Beers, especially good beers like some of those I mentioned, have multiple layers of flavor that kick in at different times. A taste of a well-crafted beer is like a firework that rises to the air in a trail of green, explodes red, explodes blue, dances around, explodes gold, and then surprises you with a shower of orange after you thought the show was over.

This party in your mouth can take place because your taste buds aren’t evenly distributed. The guys who taste sweet cluster in one place while the guys who taste sour hang out in another, and so on. Drinking beer from a bottle is like listening to music with the bass turned all the way off or having sex with a condom. Why do it if there’s no good reason?

Summary

Beer is beer. What different styles are called is sometimes a matter of debate. When gunk sinks to the bottom during brewing it’s lager, and if it floats to the top it’s ale. Certain dark ales are known as porters, and the darkest and creamiest porters are called stouts.

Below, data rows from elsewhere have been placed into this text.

PR #357, opened 2024-05-27
Image cache

octogradiste:
Interface to save and get bytes from the cache. Will be used to save the profile image to the cache. Note that you can inject it in any part of the code using Hilt!

### DIFF
--- a/app/src/main/java/com/github/swent/echo/data/repository/datasources/FileCache.kt
+++ b/app/src/main/java/com/github/swent/echo/data/repository/datasources/FileCache.kt
@@ -22,6 +22,7 @@ interface FileCache {
      * Delete the file by name.
      *
      * @param name The name of the file to delete.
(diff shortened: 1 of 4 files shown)


app/src/main/java/com/github/swent/echo/data/repository/datasources/FileCache.kt
```diff
@@ -0,0 +1,27 @@
+package com.github.swent.echo.data.repository.datasources
+
+/** Interface for file caching. */
+interface FileCache {
+
+    /**
+     * Get the file content by name.
+     *
+     * @param name The name of the file to get.
```
unglazedstamp, line 9: It could be useful to add a `@return` section in this comment to specify when this function shoud return `null`

unglazedstamp (approved):
Very nice code ! Thanks for this hilt module which will allow easy caching of the files. I found one little optional comment improvement.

Don’t drink from a bottle. Guinness is good for you.

About The Author

Contributing editor John Stephen Dwyer is in love with his native Boston but has also done work in Amsterdam, London, New York, Paris and other cool cities. In recent months he's photographed notables including Barack Obama, Bill Clinton, Joe Biden, and Rosalynn Carter.

3 Responses

  1. Paul Garrard

    Essentially there are only two sorts of beer. Live beer and dead beer. Live beer will come in casks and sometimes bottles dead beer comes in kegs, tins or bottles. Live beer is epitomised by real ale, dead (pasteurised) beer by some big brand lager. Guess which sort is my favourite?

    Reply
  2. Randy

    THE IRISH TRILOGY – PART 2 – SMITHWICK’S

    ‘Tis sure I’ll be wearing the green,

    When the calendar says March seventeen,

    To help me to think,

    It Smithwick’s I drink,

    Just try some, you’ll know what I mean.

    Reply
  3. John Stephen Dwyer

    Someone pointed out that the IPA’s made by home brewers tend to be good and hearty drinks that wouldn’t be confused with a lager. I agree. I believe I was thinking of the worst of the commercial IPA’s when I wrote that.